Records supplied

PR #855, opened 2015-05-09
Added `:empty` to controller template to prevent deprecation warnings

crismali:


crismali:
Actually looks like #844 will take care of this.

Task description
Retype the listing above word for word.

Problem solution
PR #855, opened 2015-05-09
Added `:empty` to controller template to prevent deprecation warnings

crismali:


crismali:
Actually looks like #844 will take care of this.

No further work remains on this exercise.